MMF 2008 Annual Report
The Wicka family started the Nash Avery Foundation in 2002 to support aggressive, cure-focused research.
Winning the race against time
Families’ support expedites promising muscular dystrophy research
When toddler Nash Wicka began learning to walk, his father noticed right away that something wasn’t right. “His coordination looked really off,” says Tom Wicka. Nash, then 3 years old, was referred to neurologist John Day, M.D., Ph.D., who immediately suspected Duchenne muscular dystrophy. A blood test confirmed the tragic news.
Duchenne, which affects only boys, is caused by a genetic mutation that prevents the production of dystrophin, a crucial protein for maintaining muscle structure. Without it, muscles stop working and eventually deteriorate. The disease is often fatal by age 20.
“The diagnosis was shattering,” Wicka says.
“At first, all we did was talk about the diagnosis and cry about everything Nash wouldn’t be able to do,” says his mother, Angela Wicka.

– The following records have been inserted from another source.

PR #12056, opened 2020-06-25
Introduce widget::midX and widget::midY helper functions

AaronVanGeffen:
As #12053 was well-received, let's continue this train.

### DIFF
--- a/src/openrct2-ui/interface/Widget.cpp
+++ b/src/openrct2-ui/interface/Widget.cpp
@@ -345,12 +345,7 @@ static void widget_text_centred(rct_drawpixelinfo* dpi, rct_window* w, rct_widge
     int32_t r = w->windowPos.x + widget->right;
 
     if (widget->type == WWT_BUTTON || widget->type == WWT_TABLE_HEADER)
-    {
-        if (widget->height() >= 10)
-            topLeft.y += std::max<int32_t>(widget->top, widget->top + (widget->height() / 2) - 5);
-        else
-            topLeft.y += widget->top - 1;
-    }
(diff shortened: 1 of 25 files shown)


src/openrct2-ui/interface/Widget.cpp
```diff
@@ -346,9 +346,8 @@ static void widget_text_centred(rct_drawpixelinfo* dpi, rct_window* w, rct_widge
 
     if (widget->type == WWT_BUTTON || widget->type == WWT_TABLE_HEADER)
     {
-        int32_t height = widget->height();
-        if (height >= 10)
-            topLeft.y += std::max<int32_t>(widget->top, widget->top + (height / 2) - 5);
+        if (widget->height() >= 10)
+            topLeft.y += std::max<int32_t>(widget->top, widget->top + (widget->height() / 2) - 5);
```
Gymnasiast, line 350: This is not an improvement. Did you plan to use midY here?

But the Wickas, of Minneapolis, soon turned their despair into a fierce mission to help Nash and all boys with Duchenne by founding the Nash Avery Foundation in 2002. Through donations and an annual Bash for Nash gala, the foundation has been raising funds for aggressive research to cure the disease.
Half-way across the country, in South Egremont, Massachusetts, Tracy and Benjamin Seckler, M.D., had started Charley’s Fund after their son Charley was diagnosed with Duchenne.
The two families recently united their efforts to accelerate Duchenne research by making two joint gifts totaling nearly $1.8 million to the University of Minnesota. In 2007 they gave $762,000 to support the work of University biochemist James Ervasti, Ph.D., and last November contributed $1 million to fund an international collaboration focused on stem cell research.
Ervasti is exploring ways to transport utrophin—a protein that can act as a substitute for dystrophin—to the muscle cells. Preliminary results show muscle improvement in a mouse model treated with this therapy.
Maurilio Sampaolesi, Ph.D.
The $1 million gift supports the research of stem cell expert Maurilio Sampaolesi, Ph.D., who holds a joint appointment at the University of Minnesota and Katholieke Universiteit Leuven in Belgium. Sampaolesi is investigating the use of stem cells from healthy donors to repair muscle in children with Duchenne.
“We’re at the brink of developing very meaningful treatments,” says Day, Nash’s doctor and director of the University’s Paul and Sheila Wellstone Muscular Dystrophy Center. “In the next few years, one or more of these approaches is likely to slow this disease dramatically.”
While these important research efforts offer hope for Nash, now 9, and Charley, 7, their families have provided funds to other high-potential projects both in industry and academia.
“We are trying to expedite the most promising work in the lab and get it into the clinic so our children can realize the promise,” says Benjamin Seckler.
For both families, it’s a race against time, and money will accelerate the research, says Tom Wicka, echoing the Nash Avery Foundation website: “It’s cash that allows researchers to take creative detours and collaborate more readily. It’s cash that kicks open another door to an eventual cure.”